Have a look at the GNU Texinfo manual
https://www.gnu.org/software/texinfo/manual/texinfo/
at the moment I use GNU Emacs and Plan 9 User Space with that, oh, and Git.
There's an article on osnews saying content farms are writing for search engine optimization leading to bots training bots and the human touch in writing is becoming unsustainable financially.

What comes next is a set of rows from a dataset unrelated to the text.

Issue #262, opened 2019-10-29
Allow "Etag" in trailer section


reschke:
See discussion in #16.

mnot:
I think this is uncontroversial, as long as the wording indicates it can appear, but recipients might ignore it there.

Any other headers in our specs that we want to include too? Last-Modified seems logical if we do this...

royfielding:
done

PR #296, opened 2020-02-03
Allow ETag in trailers (#262)

reschke:


draft-ietf-httpbis-semantics-latest.xml
```diff
@@ -9331,6 +9331,11 @@ Sun Nov  6 08:49:37 1994         ; ANSI C's asctime() format
    &MUST; mark the entity-tag as weak by prefixing its opaque value
    with "W/" (case-sensitive).
 </t>
+<t>
+   The Etag field can appear in the trailer section as well (see
+   (<xref target="trailer.fields"/>). Note however that recipients might
+   ignore it when it is not sent as header field.
```
mnot: as _a_ header field.

draft-ietf-httpbis-semantics-latest.xml
```diff
@@ -9331,6 +9331,11 @@ Sun Nov  6 08:49:37 1994         ; ANSI C's asctime() format
    &MUST; mark the entity-tag as weak by prefixing its opaque value
    with "W/" (case-sensitive).
 </t>
+<t>
+   The Etag field can appear in the trailer section as well (see
+   (<xref target="trailer.fields"/>). Note however that recipients might
```
mnot: seems like a comma or two is missing

reschke: I do see an extra "(" that needs to go, but where do you miss a comma?

mnot: Note, however, that...

PR #299, opened 2020-02-03
Define semantics and acceptable replacement of WS

### LINKED ISSUE #53: Clarify semantics of OWS in header field values
From Julian Reschke:
"We probably should clarify
https://www.greenbytes.de/tech/webdav/rfc7230.html#rule.OWS

with statements about what kind of rewriting is allowed. And, for

https://www.greenbytes.de/tech/webdav/rfc7231.html#header.allow

we need to clarify that "MUST NOT modify" doesn't apply to the *WS rewriting we allow in general."

mnot:
Fixes #53


draft-ietf-httpbis-semantics-latest.xml
```diff
@@ -336,12 +336,22 @@
...
+   interpreting it or forwarding the message downstream.
+</t>
 <t>
    The BWS rule is used where the grammar allows optional whitespace only for
    historical reasons. A sender &MUST-NOT; generate BWS in messages.
    A recipient &MUST; parse for such bad whitespace and remove it before
    interpreting the protocol element.
 </t>
+<t>
+   BWS has the same semantics as an empty string. Any content known to be
```
royfielding: "BWS has the same semantics as an empty string" could be confused with an empty quoted-string.  How about "BWS has the same semantics as no whitespace", or more simply that "BWS has no semantics".

PR #302, opened 2020-02-04
A last fine point towards RFC 3986 correct text

vanrein:
A simple PR to address the still-open part of issue https://github.com/httpwg/http-core/pull/281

I was concerned recommending a search on the words "texinfo manual" might not get you to the source text.
To the OP, use M-x customize-group RET backup
There you'll find options for keeping number of backups and where they store.
git is the tool to rely on for version tracking at any granularity you decide, keep committing and logging your changes and you can go back to any point with the builtin vc tool, for example, C-x v l, for logs, C-x v =, for changes, C-x v v, for next step, see the manual f1-r
Should I worry that the utf-8 file I start editing becomes a text-raw-unix file on save and git commit over tramp/scp as indicated by the initial character on the modeline changing from U to t?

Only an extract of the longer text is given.